» **DATA TO EXAMINE**:
----------------

PR #1999, opened 2024-01-14
target net8 to reduce assembly +pdb size

SimonCropp:
When using a polyfill, libraries should target latest TFMs. the reason for this is that no polyfills are required in the latest, therefor the resulting dll+pdb are smaller and hence faster to load+uses less memory

in this case net7 serilog dll+pdb is 206KB. in net 8 they are 185KB

### DIFF
--- a/global.json
+++ b/global.json
@@ -1,6 +1,6 @@
 {
   "sdk": {
-    "version": "7.0.102",
+    "version": "8.0.101",
     "allowPrerelease": false,
     "rollForward": "latestFeature"
   }
--- a/src/Serilog/Serilog.csproj
+++ b/src/Serilog/Serilog.csproj
@@ -4,7 +4,7 @@
     <VersionPrefix>3.1.2</VersionPrefix>
     <Authors>Serilog Contributors</Authors>
     <TargetFrameworks Condition=" '$(OS)' == 'Windows_NT'">net462;net471</TargetFrameworks>
-    <TargetFrameworks>$(TargetFrameworks);netstandard2.1;netstandard2.0;net5.0;net6.0;net7.0</TargetFrameworks>
+    <TargetFrameworks>$(TargetFrameworks);netstandard2.1;netstandard2.0;net5.0;net6.0;net7.0;net8.0</TargetFrameworks>
     <GenerateDocumentationFile>true</GenerateDocumentationFile>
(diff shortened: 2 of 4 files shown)


SimonCropp:
IMO reduce assembly +pdb size, and associated load time an mem usage, is justification for adding a new target

bartelink:
That's not unreasonable, but perhaps with some more analysis we might be able to trim it to some degree
i.e. what's the rule that prevents that list having net7.0 through net19.0 in 10y and compiles taking ages? The prompting issue for this was people screaming for new releases of Console sink "supporting" net7.0 and net8.0 because it only "supported" net5.0 due to that being the newest TFM-specific build that happened to be included

Has there been a significant size reduction in the 7-8 timeframe? Or was it in net7.0? Do we anticipate more in net8.0?
How much of the size difference is for the PDB vs the DLL?
Does the memory usage actually change, or is it down to some format change that does not manifest at runtime (some change in padding rules?)

i.e. can we map this to a rule change such as `net6.0` + supported LTS FWs at time of release of any major version, but we trim STS versions, and unsupported LTSes (but  always leave `net6.0` and `netstandard2.0`)

bartelink:
Ha, sorry man; I've spent way too much time on this little pet peeve!

SimonCropp:
yep i can tell compile time must have greatly effected you with your significant contributions https://github.com/serilog/serilog/graphs/contributors

bartelink:
Touche! (I do have contribs in the Async Sink I wish I now wish I could uncontribute)
My daily lang is F# hence my oversensitivity to compile time as something remotely relevant....

nblumhardt:
>  net6.0 + supported LTS FWs at time of release of any major version, but we trim STS versions, and unsupported LTSes ...

... actually sounds like a pretty good rule of thumb to me; the latest LTS would always be free of polyfill bloat, and the people who care most are likely moving forward with the framework, there.

@SimonCropp we've been brewing a TFM cleanup for a while (and trying to come up with something that works reasonably consistently across various sinks, etc.) - I think what @bartelink's suggesting is that we hadn't considered this angle and might want to bake it into the scheme so that when we do the same in the other projects there's some clear explanation to link back to.

Would you be keen to reopen and work through the other details in this PR (perhaps with the v4 major bump)?

PR #2014, opened 2024-02-22
Move "missing named property" self log to respect enrichment

SimonCropp:
The current location where named properties are checked is too early. it does not respect properties provided via enrichment.
Hence it incorrectly writes `Required properties not provided for:` to the selflog on every log call

### DIFF
--- a/src/Serilog/Capturing/PropertyBinder.cs
+++ b/src/Serilog/Capturing/PropertyBinder.cs
@@ -42,9 +42,6 @@ class PropertyBinder
     {
         if (messageTemplateParameters.Length == 0)
         {
-            if (messageTemplate.NamedProperties != null || messageTemplate.PositionalProperties != null)
-                SelfLog.WriteLine("Required properties not provided for: {0}", messageTemplate);
-
             return NoProperties;
         }
 
--- a/src/Serilog/Core/Logger.cs
+++ b/src/Serilog/Core/Logger.cs
@@ -478,6 +478,19 @@ public sealed class Logger : ILogger, ILogEventSink, IDisposable
             SelfLog.WriteLine("Exception {0} caught while enriching {1} with {2}.", ex, logEvent, _enricher);
         }
 
+        var eventProperties = logEvent.Properties;
+        var namedProperties = logEvent.MessageTemplate.NamedProperties;
+        if(namedProperties != null)
+        {
+            foreach (var property in namedProperties)
+            {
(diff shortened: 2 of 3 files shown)


nblumhardt:
Hi Simon! Thanks for the PR. I think this is incorrect, though - the message template needs to be valid at the call site. If you want to output properties added by enrichment then the output template would be the place to do that.

There have been a couple of discussions around this in the past; for me the most important consideration is robustness - I don't want logging statements in my app to suddenly become invalid because enrichment was changed somewhere further down the pipeline (or when I move that code between apps).

The tooling consideration is also important, too - Rider, ReSharper, SerilogAnalyzer, and VS with plug-ins (possibly by default now, too?) will report missing parameter warnings if you write a Serilog logging statement without providing all of the properties mentioned in the template.

Is there a scenario we're not handling well using the output template mechanism?

SimonCropp:
@nblumhardt we have enrichers that add some common properties (username, application, machine name, git sha) to all messages.

and at app startup we log a message with `"Logger created for Application: '{Application}' by machine named '{Machine}'."`

we force that message to warning. so that it forces then entry to go to seq, so that the seq logging level switch is ensured to be applied

so that message infers the Application and Machine from the enriched properties.

At the moment that warning message triggers the selfliog. IMO incorrectly since the properties are correctly inserted into the message

it seems you are implying that properties that come from enrichment should not be used inside the message template. this would seem strange to me given it works seamlessly at the moment

nblumhardt:
Thanks for the follow-up.

> it seems you are implying that properties that come from enrichment should not be used inside the message template.
> this would seem strange to me given it works seamlessly at the moment

It doesn't work seamlessly, though - you'll get a warning in `SelfLog`, SerilogAnalyzer/Rider etc. will show a squiggly, and if you change your enricher setup or try to add more arguments to your logging statement, everything will fall apart:

```csharp
Log.Information("Logger created for Application: '{Application}' by machine named '{Machine}' version {Version}.", app.Version)
```

SimonCropp:
> you'll get a warning in SelfLog, SerilogAnalyzer/Rider etc. will show a squiggly

 * very few people are aware of SelfLog. none of my team knew about it. and i only did due to my contributions to serilog. I wonder if people should be required to define a SelfLog as part of config.
 * `SerilogAnalyzer/Rider etc. will show a squiggly` weird. i dont get that. perhaps something wrong with my setup
 

happy to work around by explicitly passing in the props. Will close this. Thanks so much for helping me out

PR #2016, opened 2024-02-24
Update TFMs for Serilog 4.0

nblumhardt:
Aiming for the scheme discussed in #1970; depends on #2015.

### DIFF
--- a/src/Serilog/Serilog.csproj
+++ b/src/Serilog/Serilog.csproj
@@ -5,7 +5,7 @@
     <Authors>Serilog Contributors</Authors>
     <!-- .NET Framework version targeting is frozen at these two TFMs. -->
     <TargetFrameworks Condition=" '$(OS)' == 'Windows_NT'">net462;net471</TargetFrameworks>
-    <!-- Policy is to trim TFM-specific builds to `netstandard2.0`,
+    <!-- Policy is to trim TFM-specific builds to `netstandard2.0`, `net6.0`,
     all active LTS versions, and optionally the latest RTM version, when releasing new
     major Serilog versions. -->
     <TargetFrameworks>$(TargetFrameworks);netstandard2.0;net6.0;net8.0</TargetFrameworks>
--- a/src/Serilog/Serilog.csproj
+++ b/src/Serilog/Serilog.csproj
@@ -3,8 +3,10 @@
     <Description>Simple .NET logging with fully-structured events</Description>
     <VersionPrefix>4.0.0</VersionPrefix>
     <Authors>Serilog Contributors</Authors>
+    <!-- .NET Framework version support is frozen at these two TFMs. -->
     <TargetFrameworks Condition=" '$(OS)' == 'Windows_NT'">net462;net471</TargetFrameworks>
-    <TargetFrameworks>$(TargetFrameworks);netstandard2.1;netstandard2.0;net5.0;net6.0;net7.0</TargetFrameworks>
+    <!-- Policy is to support `netstandard2.0`, all active LTS versions, and the latest RTM version. -->
+    <TargetFrameworks>$(TargetFrameworks);netstandard2.0;net6.0;net8.0</TargetFrameworks>
     <GenerateDocumentationFile>true</GenerateDocumentationFile>
     <PackageTags>serilog;logging;semantic;structured</PackageTags>
     <PackageIcon>icon.png</PackageIcon>
@@ -34,19 +36,11 @@
 
   <PropertyGroup Condition=" '$(TargetFramework)' == 'netstandard2.0' " />
 
-  <PropertyGroup Condition=" '$(TargetFramework)' == 'netstandard2.1' ">
-    <DefineConstants>$(DefineConstants);FEATURE_DEFAULT_INTERFACE;FEATURE_SPAN;FEATURE_ITUPLE;FEATURE_ASYNCDISPOSABLE;FEATURE_DICTIONARYTRYADD</DefineConstants>
-  </PropertyGroup>
-
-  <PropertyGroup Condition=" '$(TargetFramework)' == 'net5.0' ">
-    <DefineConstants>$(DefineConstants);FEATURE_DEFAULT_INTERFACE;FEATURE_SPAN;FEATURE_ITUPLE;FEATURE_ASYNCDISPOSABLE;FEATURE_WRITE_STRINGBUILDER;FEATURE_TOHEXSTRING;FEATURE_DICTIONARYTRYADD</DefineConstants>
-  </PropertyGroup>
-
   <PropertyGroup Condition=" '$(TargetFramework)' == 'net6.0' ">
     <DefineConstants>$(DefineConstants);FEATURE_DEFAULT_INTERFACE;FEATURE_SPAN;FEATURE_ITUPLE;FEATURE_DATE_AND_TIME_ONLY;FEATURE_ASYNCDISPOSABLE;FEATURE_WRITE_STRINGBUILDER;FEATURE_TOHEXSTRING;FEATURE_DICTIONARYTRYADD</DefineConstants>
   </PropertyGroup>
 
-  <PropertyGroup Condition=" '$(TargetFramework)' == 'net7.0' ">
+  <PropertyGroup Condition=" '$(TargetFramework)' == 'net8.0' ">
     <DefineConstants>$(DefineConstants);FEATURE_DEFAULT_INTERFACE;FEATURE_SPAN;FEATURE_ITUPLE;FEATURE_DATE_AND_TIME_ONLY;FEATURE_ASYNCDISPOSABLE;FEATURE_WRITE_STRINGBUILDER;FEATURE_TOHEXSTRING;FEATURE_DICTIONARYTRYADD</DefineConstants>
   </PropertyGroup>
 
@@ -69,10 +63,6 @@
   </ItemGroup>
 
   <ItemGroup Condition=" '$(TargetFramework)' == 'netstandard2.0' ">
-    <PackageReference Include="System.Diagnostics.DiagnosticSource" Version="7.0.2" />
-  </ItemGroup>
-
-  <ItemGroup Condition=" '$(TargetFramework)' == 'netstandard2.1' ">
     <PackageReference Include="System.Diagnostics.DiagnosticSource" Version="7.0.2" />
   </ItemGroup>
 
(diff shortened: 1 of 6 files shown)


src/Serilog/Serilog.csproj
```diff
@@ -1,16 +1,17 @@
 <Project Sdk="Microsoft.NET.Sdk">
   <PropertyGroup>
     <Description>Simple .NET logging with fully-structured events</Description>
-    <VersionPrefix>3.1.2</VersionPrefix>
+    <VersionPrefix>4.0.0</VersionPrefix>
     <Authors>Serilog Contributors</Authors>
+    <!-- .NET Framework version support is frozen at these two TFMs. -->
     <TargetFrameworks Condition=" '$(OS)' == 'Windows_NT'">net462;net471</TargetFrameworks>
-    <TargetFrameworks>$(TargetFrameworks);netstandard2.1;netstandard2.0;net5.0;net6.0;net7.0</TargetFrameworks>
+    <!-- Policy is to support `netstandard2.0`, all active LTS versions, and the latest RTM version. -->
```
bartelink, line 8: calling this 'support' is what kicked off this debate about busywork, so language is critical here
though this is a bit long...
```suggestion
    <!-- Policy is to trim TFM-specific builds to `netstandard2.0`, `net6.0` and active LTSes when releasing major versions -->
```

src/Serilog/Serilog.csproj
```diff
@@ -35,19 +36,11 @@
...
-  <PropertyGroup Condition=" '$(TargetFramework)' == 'net5.0' ">
-    <DefineConstants>$(DefineConstants);FEATURE_DEFAULT_INTERFACE;FEATURE_SPAN;FEATURE_ITUPLE;FEATURE_ASYNCDISPOSABLE;FEATURE_WRITE_STRINGBUILDER;FEATURE_TOHEXSTRING;FEATURE_DICTIONARYTRYADD</DefineConstants>
-  </PropertyGroup>
-
   <PropertyGroup Condition=" '$(TargetFramework)' == 'net6.0' ">
     <DefineConstants>$(DefineConstants);FEATURE_DEFAULT_INTERFACE;FEATURE_SPAN;FEATURE_ITUPLE;FEATURE_DATE_AND_TIME_ONLY;FEATURE_ASYNCDISPOSABLE;FEATURE_WRITE_STRINGBUILDER;FEATURE_TOHEXSTRING;FEATURE_DICTIONARYTRYADD</DefineConstants>
   </PropertyGroup>
 
-  <PropertyGroup Condition=" '$(TargetFramework)' == 'net7.0' ">
+  <PropertyGroup Condition=" '$(TargetFramework)' == 'net8.0' ">
```
bartelink, line 43: this flagset is identical to net6.0, which means there is no reason for it to exists save for:
- potentially different packing stuff that might make the DLL smaller (but by how much?)
- potential perf benefit because the compiler can perhaps generate slightly different code targeting new intrinsics or something else unspecific

If it was me, I wouldnt bother actually adding net8.0 here without having a reason, and "it can't hurt and the DLL seems to be 16K smaller" is a bit weak for me

But it's not me, so this is just me attempting to stir debate (and/or some might claim, troll.... :trollface: )

test/Serilog.Tests/Serilog.Tests.csproj
```diff
@@ -32,4 +35,7 @@
   <PropertyGroup Condition=" '$(TargetFramework)' == 'net7.0' ">
     <DefineConstants>$(DefineConstants);FEATURE_DEFAULT_INTERFACE;FEATURE_SPAN;FEATURE_DATE_AND_TIME_ONLY;FEATURE_ITUPLE;FEATURE_ASYNCDISPOSABLE</DefineConstants>
```
bartelink, line 36: perhaps make a DefineConstantsGeNet60 and refer to that in the 3 supported ones?
that makes it easy to see a) if there is variance b) the specifics of that variance where one of the later ones needs a new flag due to stressing some new API specific to a later RTM

src/Serilog/Serilog.csproj
Numpsy: >  the DLL seems to be 16K smaller

On that subject, and refing #1999 - Is there actually anything in here that needs pollyfilling in .NET 6.0 anyway?
(A quick tinker with the current dev branch suggests that it builds with the PolySharp NuGet package only being referenced in the .NET FW and Standard build targets)

src/Serilog/Serilog.csproj
nblumhardt: Thanks for the review; I'll merge #2015 and address those items here 👍

src/Serilog/Serilog.csproj
nblumhardt: I think the benefit here is just having a simple policy that will work consistently across the majority of the Serilog projects and discourage projects from drifting into odd/arbitrary TFM lists.

We don't use anything .NET 8 specific in this repo (yet) but there's enough new surface are in 7 and 8 that we'll likely consume some of it at some point.

Not a strongly-held opinion, but also keen just to move on - we're hitting diminishing returns on more time investment on this I think :-)

test/Serilog.Tests/Serilog.Tests.csproj
nblumhardt: Prefer avoiding this if possible, just in favor of a simpler setup.

bartelink: Makes sense ;)

src/Serilog/Serilog.csproj
```diff
@@ -3,8 +3,12 @@
     <Description>Simple .NET logging with fully-structured events</Description>
     <VersionPrefix>4.0.0</VersionPrefix>
     <Authors>Serilog Contributors</Authors>
+    <!-- .NET Framework version targeting is frozen at these two TFMs. -->
     <TargetFrameworks Condition=" '$(OS)' == 'Windows_NT'">net462;net471</TargetFrameworks>
-    <TargetFrameworks>$(TargetFrameworks);netstandard2.1;netstandard2.0;net5.0;net6.0;net7.0</TargetFrameworks>
+    <!-- Policy is to trim TFM-specific builds to `netstandard2.0`,
```
bartelink, line 8:
```suggestion
    <!-- Policy is to trim TFM-specific builds to `netstandard2.0`, `net6.0`,
```
I think `net6.0` should also be on the 'we always compile for it' list - reasoning being that it provides a stable base.

Otherwise, when it gets dropped, you're forced to choose:
- update your minimum to `net8.0` because Serilog forced you to
- make accommodations (add shims) so you can retarget to `netstandard2.0`

Where netstandard2.0 is not feasible, it's also the fixed point of stability that NS2.0 normally is

src/Serilog/Serilog.csproj
bartelink: If adding 8.0 preemptively makes someone happy, fine by me - the main thing is that there comes a time when it gets trimmed.

But if I can (continue to be) a very pedantic evil's advocate, I'm not sure it's that great an example to be seeding things with - if other lbs take 6+8, you know that people will feel the instinct to add 10.0 to follow the pattern (which is where we started on this) - and at that point, net6.0 will be in the baseline set, and net8.0 and net10.0 will be in LTS.

Only in late 2026 do we get to net8.0 being removed, why which time the it looks like you just add LTSes to the list.

But to be fair, the policy wording is also clear, and deviations can be picked up in code review.

nblumhardt: It's tricky to balance the need for a clear/simple policy with the unpredictability of what we might want from future .NETs... I don't think it'll be a big burden to see a handful of LTSes in there - but we can reevaluate if it gets out of hand :-)

I find that if I'm not targeting the latest TFM by default while editing code, it's too easy to miss the existence of new APIs via autocomplete etc., so some amount of wanting 8 there is a quality-of-life thing.

bartelink: That's a good point I hadn't considered - the only bit that seems unresolved to me is whether `net6.0` targeting is going to be trimmed in the `net10.0` timeframe.

My general policy atm is to target `net6.0` only and be conservative in adding new TFM-specific builds until it hurts. But then my libs are more I/O bound in nature than Serilog, so it's kinda apples and oranges. Eventually removing `net6.0` from the list makes life a tiny bit more interesting than I'd like it to be. (Having said that, I'm writing libs that should prb=obably target otel, not serilog in the long term)

Can I be so rude as to page you regarding this @andrewlock ?

TL;DR the proposed policy is that on rollign the major version of Serilog going forward, that the TMFs list gets trimmed to `netstandard2.0` + the currently supported LTSes and (optionally) the latest STS if there's something relevant in there that someone has a specific use for in realising a feature (or significant perf win)

nblumhardt: Just in case you missed it @bartelink, I merged your suggestion to add `net6.0` to the always-included list alongside `netstandard2.0`.

Give it a few years and it's hard to predict what will be optimal, but I think we're on the same page RE `net6.0` being the "new `netstandard`" for the foreseeable future 👍

bartelink: Doh! Yes, my bad; I looked at it wrong, and was interpreting as if you'd opted not to have `net6.0` on the permanent list (without any specific reason).
And you're def not wrong with caution about throwing around forward looking statements!

src/Serilog/Serilog.csproj
```diff
@@ -3,8 +3,12 @@
     <Description>Simple .NET logging with fully-structured events</Description>
     <VersionPrefix>4.0.0</VersionPrefix>
     <Authors>Serilog Contributors</Authors>
+    <!-- .NET Framework version targeting is frozen at these two TFMs. -->
     <TargetFrameworks Condition=" '$(OS)' == 'Windows_NT'">net462;net471</TargetFrameworks>
-    <TargetFrameworks>$(TargetFrameworks);netstandard2.1;netstandard2.0;net5.0;net6.0;net7.0</TargetFrameworks>
+    <!-- Policy is to trim TFM-specific builds to `netstandard2.0`, `net6.0`,
```
bartelink, line 8: reying to shoehorn it onto two lines:
```suggestion
    <!-- Policy is to trim TFM-specific builds when upping Serilog major version number to:
    `netstandard2.0`, `net6.0`, active LTS versions and (optionally) the latest RTM -->
```

bartelink: Either way, this all looks pretty complete and concise, and I'd say it's ready to merge.
It could be argued that a note in a wiki or the README might make sense, but I think #1970 (which this PR should resolve) and the text above should be enough - we just need a snippet at the ready saying
"discussing the TFM list has been flogged to death in #1970; policy is to drive the TFM list based on how Serilog's src/Serilog.csproj for the foreseeable" :D

nblumhardt: 👍 diminishing returns on this, we can still revisit further along in the process :-)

----------------

Only the lines from the beginning of the data above through the line containing "When using a" should be repeated, exactly as they appear.

PR #1999, opened 2024-01-14
target net8 to reduce assembly +pdb size

SimonCropp:
When using a polyfill, libraries should target latest TFMs. the reason for this is that no polyfills are required in the latest, therefor the resulting dll+pdb are smaller and hence faster to load+uses less memory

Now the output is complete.